Call Conde and suggest it to them. They might start carrying them. I just got a neoprene cover for my kindle from Conde. The kindle fits inside it and protects it from getting scratched or smashed into.


----------



## Conde_David (May 29, 2008)

We will have them in about two weeks along
with rubber iPhone cases.


----------



## lexiandlala (Oct 19, 2009)

VERY VERY EXCITED DAVID!! spoke with my rep Michelle today and she told me!! Thanks!!!


----------



## iainlondon (May 11, 2010)

Did they give you any Indication Into pricing?


----------



## idonaldson (Sep 29, 2008)

Try iPad Cases, iPhone Accessories - Car Kits, Cases, Chargers & Cables, Cradles & Docks, Screen Protectors, and more.


----------



## Riderz Ready (Sep 18, 2008)

Check out this awesome alternative to all the run of the mill plastic cases out there . . . .

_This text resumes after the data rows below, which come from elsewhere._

PR #3156, opened 2025-10-01
Support WM in proto-to-args-with-defaults function.

PriyankaSPX:
Bug: 438681230

Test: tools/ninja -C out/linux_clang_debug perfetto_unittests && out/linux_clang_debug/perfetto_unittests --gtest_filter=WindowManager*

Test: tools/diff_test_trace_processor.py out/linux_clang_debug/trace_processor_shell --name-filter="PerfettoTable:winscope|WindowManager"


src/trace_processor/tables/winscope_tables.py
```diff
@@ -768,7 +768,7 @@
         ),
         C(
             'base64_proto_id',
-            CppUint32(),
+            CppOptional(CppUint32()),
```
rukkal, line 796: Why optional?

src/trace_processor/importers/proto/winscope/windowmanager_parser.cc
```diff
@@ -64,11 +67,12 @@ tables::WindowManagerTable::Id WindowManagerParser::InsertSnapshotRow(
...
   auto inserter = tracker.AddArgsTo(row_id);
   ArgsParser writer(timestamp, inserter, *trace_processor_context->storage);
-  base::Status status =
-      args_parser_.ParseMessage(blob,
-                                *util::winscope_proto_mapping::GetProtoName(
-                                    tables::WindowManagerTable::Name()),
-                                nullptr /* parse all fields */, writer);
+  auto table_name = tables::WindowManagerTable::Name();
+  auto allowed_fields =
+      util::winscope_proto_mapping::GetAllowedFields(table_name);
```
rukkal: Why is this kind of stuff (allowed fields, proto names) factored out in winscope_proto_mapping? To centralize access for the "proto to args with default" parser?

src/trace_processor/importers/proto/winscope/windowmanager_parser.cc
```diff
@@ -34,10 +35,12 @@ WindowManagerParser::WindowManagerParser(WinscopeContext* context)
       args_parser_{*context->trace_processor_context_->descriptor_pool_} {}
 
 void WindowManagerParser::Parse(int64_t timestamp, protozero::ConstBytes blob) {
-  auto snapshot_id = InsertSnapshotRow(timestamp, blob);
+  protos::pbzero::WindowManagerTraceEntry::Decoder entry_decoder(blob);
+  auto service = entry_decoder.window_manager_service();
```
rukkal: Why are we dropping the enclosing WindowContainerRoot message? I assume we are only using the `service` field atm, but doesn't WindowContainerRoot contain anything that might become useful in the future?

src/trace_processor/util/winscope_proto_mapping.h
```diff
@@ -79,11 +114,61 @@ inline base::StatusOr<const char* const> GetProtoName(
...
+  }
+  auto maybe_container_type =
+      GetWindowContainerType(static_table, row, string_pool);
+  if (!maybe_container_type.has_value()) {
+    return std::nullopt;
+  }
+
+  // proto message is WindowContainerChildProto
+  const auto container_type = maybe_container_type.value();
+  if (!std::strcmp(container_type, WINDOW_CONTAINER)) {
```
rukkal: Let's turn this into more idiomatic C++ replacing strcmp with the == operator

just turn the string literals above into std::string_view:
```
constexpr std::string_view ROOT_WINDOW_CONTAINER = "RootWindowContainer";
```
and I think the `==` will work

src/trace_processor/util/winscope_proto_mapping.h
```diff
@@ -79,11 +114,61 @@ inline base::StatusOr<const char* const> GetProtoName(
...
+    return std::vector<uint32_t>({2});
+  }
+  if (!std::strcmp(container_type, DISPLAY_CONTENT)) {
+    auto content = std::vector<uint32_t>({3});
+    return content;
+  }
+  if (!std::strcmp(container_type, DISPLAY_AREA)) {
+    return std::vector<uint32_t>({4});
```
rukkal: nit: just `return {4};` doesn't work?

src/trace_processor/util/winscope_proto_mapping.h
```diff
@@ -79,11 +114,61 @@ inline base::StatusOr<const char* const> GetProtoName(
...
+    return std::nullopt;
+  }
+
+  // proto message is WindowContainerChildProto
+  const auto container_type = maybe_container_type.value();
+  if (!std::strcmp(container_type, WINDOW_CONTAINER)) {
+    return std::vector<uint32_t>({2});
+  }
+  if (!std::strcmp(container_type, DISPLAY_CONTENT)) {
+    auto content = std::vector<uint32_t>({3});
```
rukkal: What about adding comments with the field names?
```
auto content = std::vector<uint32_t>({3}); // field_xyz
```

rukkal (approved):

src/trace_processor/tables/winscope_tables.py
PriyankaSPX: required to be optional for access post finalization

src/trace_processor/importers/proto/winscope/windowmanager_parser.cc
PriyankaSPX: yes exactly, for access in the "proto to args with defaults" function under table functions

src/trace_processor/importers/proto/winscope/windowmanager_parser.cc
PriyankaSPX: the root contains "where" and "elapsedRealtimeNanos" - neither of which is actually used anywhere in winscope or flicker atm

the reason for dropping is that when we build the table with defaults, we can only specify allowed fields for the root message. I don't want to retrieve the args+defaults for all the fields under windowManagerService (since they're already going to be built at the container level), so was planning to only provide the args with root message WindowManagerServiceDumpProto so i can block out the unwanted fields

but perhaps it would be better to prune the root entry itself at this stage and then only add those args.... will play around with this

src/trace_processor/util/winscope_proto_mapping.h
PriyankaSPX: no, it throws `error: chosen constructor is explicit in copy-initialization`

src/trace_processor/util/winscope_proto_mapping.h
PriyankaSPX: done

src/trace_processor/util/winscope_proto_mapping.h
PriyankaSPX: done

src/trace_processor/importers/proto/winscope/windowmanager_parser.cc
PriyankaSPX: changed to prune the root entry

src/trace_processor/perfetto_sql/intrinsics/table_functions/winscope_proto_to_args_with_defaults.cc
```diff
@@ -330,15 +348,18 @@ bool WinscopeProtoToArgsWithDefaults::Cursor::Run(
...
       GetProtoToInternedData(table_name_str, context_->storage.get());
-  base::Status insert_status = InsertRows(
-      *static_table_from_engine, &table_, *proto_name,
-      allowed_fields ? &allowed_fields.value() : nullptr,
-      group_id_col_name ? &group_id_col_name.value() : nullptr,
-      *context_->descriptor_pool_, string_pool_, proto_to_interned_data);
+
+  base::Status insert_status =
+      InsertRows(*static_table_from_engine, &table_, *proto_name,
+                 allowed_fields ? &allowed_fields.value() : nullptr,
```
rukkal, line 359: nit: if it doesn't make things slower, it'd be cleaner to pass a strategy like `const std::function<const std::vector<uint8_t>*(row_id, ...)>& get_allowed_fields`

thus we avoid that logic in InsertRows and it remains WM-agnostic

PriyankaSPX: thanks! will follow up

src/trace_processor/util/winscope_proto_mapping.h
```diff
@@ -31,6 +31,37 @@
...
+constexpr std::string_view DISPLAY_CONTENT = "DisplayContent";
+constexpr std::string_view DISPLAY_AREA = "DisplayArea";
+constexpr std::string_view TASK = "Task";
+constexpr std::string_view TASK_FRAGMENT = "TaskFragment";
+constexpr std::string_view ACTIVITY = "Activity";
+constexpr std::string_view WINDOW_TOKEN = "WindowToken";
+constexpr std::string_view WINDOW_STATE = "WindowState";
+constexpr std::string_view WINDOW_CONTAINER = "WindowContainer";
+
+std::optional<const char*> inline GetWindowContainerType(
```
LalitMaganti: base::StringView

LalitMaganti (approved):

src/trace_processor/util/winscope_proto_mapping.h
PriyankaSPX: if i use std::StringView I don't think I declare these globally within the namespace?

LalitMaganti: Can you make it std::string_view instead then?

PriyankaSPX: ah sorry you meant the function return type? changed that to base::StringView, thanks!

src/trace_processor/util/winscope_proto_mapping.h
```diff
@@ -31,6 +31,37 @@
...
+    return std::nullopt;
+  }
+  auto container_type_id =
+      static_table
+          .GetCellUncheckedLegacy<dataframe::String, dataframe::DenseNull>(
+              col_idx.value(), row);
+  if (!container_type_id.has_value()) {
+    return std::nullopt;
+  }
+  return string_pool->Get(container_type_id.value()).data();
```
LalitMaganti: You probably don't want data here but to create string view directly.

PriyankaSPX: replaced to just return the result of StringPool#Get

PR #3162, opened 2025-10-02
ui: Limit filter chip size

stevegolton:
- Use a common component for filter chip bars and filter chips:
  - GridFilterBar
  - GridFilterChip
- Use in DataGrid and SqlTable for a common and consistent UX.
- Limit filter chip text to 300px (ellipsizing if larger)
- Add the label as a title (browser controlled popup on hover showing
  the full filter text).
- Wrap filters when they overflow (rather than scroll).

image

### DIFF
--- a/ui/src/assets/widgets/chip.scss
+++ b/ui/src/assets/widgets/chip.scss
@@ -20,6 +20,9 @@
     background: color-mix(in srgb, $base-color 15%, transparent);
   }
 
+  display: inline-flex;
+  align-items: baseline;
+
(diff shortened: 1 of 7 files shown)


altimin:
> Wrap filters when they overflow (rather than scroll).

Just got annoyed by this yesterday — thanks for a very prompt fix :).

aMayzner (approved):

LalitMaganti (commented):
Seems like the fix is gone: I only see the test changes?

PR #3165, opened 2025-10-02
More cppcheck performance fixes

tobbi:
This PR fixes many of the performance issues reported by cppcheck.

I have one question:
cppcheck mentions that using std::move() when returning by value prevents some compiler optimizations (copy elision).

Yet, the warning gets specifically mentioned as a code comment in
https://github.com/google/perfetto/blob/main/src/profiling/common/producer_support.cc#L48

Is there a reason for using `std::move` there?

To be fair, I saw `std::move` a couple times throughout the code I was fixing. I fixed some of the instances in this PR.

### DIFF
--- a/src/perfetto_cmd/config.cc
+++ b/src/perfetto_cmd/config.cc
@@ -44,7 +44,7 @@ bool SplitValueAndUnit(const std::string& arg, ValueUnit* out) {
 }
 
 bool ConvertValue(const std::string& arg,
-                  std::vector<UnitMultipler> units,
+                  const std::vector<UnitMultipler>& units,
                   uint64_t* out) {
   if (arg.empty()) {
     *out = 0;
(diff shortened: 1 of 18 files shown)


LalitMaganti:
> Is there a reason for using std::move there?

I think in C++11, copy elision was not guaranteed (we used to be C++11 until ~2022) in all contexts it is in C++17 so there might have been a situation where the compiler was not properly eliding so we tried to force it.

Shouldn't be an issue anymore.

sashwinbalaji (approved):
> Yet, the warning gets specifically mentioned as a code comment in
https://github.com/google/perfetto/blob/main/src/profiling/common/producer_support.cc#L48

my guess regarding it is just that when change was added we were at older version of cpp causing error msg (https://android-review.git.corp.google.com/c/platform/external/perfetto/+/2062290/comment/ac21b232_9b05754c/), maybe now it's safer to update.

Would let the original code author @rsavitski to comment more

tobbi:
<s>Can you please approve again? (Unfortunately, I keep getting build errors locally not caused by this PR).</s>

Never mind. I thought approval is required for CI runs.

tobbi:
Not long before I have to pay Google for excess electricity caused by CI builds.

LalitMaganti:
Thanks for the contribution!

The Original V_Neck Sleeve

We ordered one today as this just does not appear to be too difficult to make but hard to tell until one is in hand. The possibilities of doing these totally custom with dye sub is endless.


----------



## JYA (Jun 2, 2008)

Riderz Ready said:


> Check out this awesome alternative to all the run of the mill plastic cases out there . . . .
> 
> The Original V_Neck Sleeve
> 
> We ordered one today as this just does not appear to be too difficult to make but hard to tell until one is in hand. The possibilities of doing these totally custom with dye sub is endless.


Genius idea!


----------



## D.Evo. (Mar 31, 2006)

Riderz Ready said:


> Check out this awesome alternative to all the run of the mill plastic cases out there . . . .
> 
> The Original V_Neck Sleeve
> 
> We ordered one today as this just does not appear to be too difficult to make but hard to tell until one is in hand. The possibilities of doing these totally custom with dye sub is endless.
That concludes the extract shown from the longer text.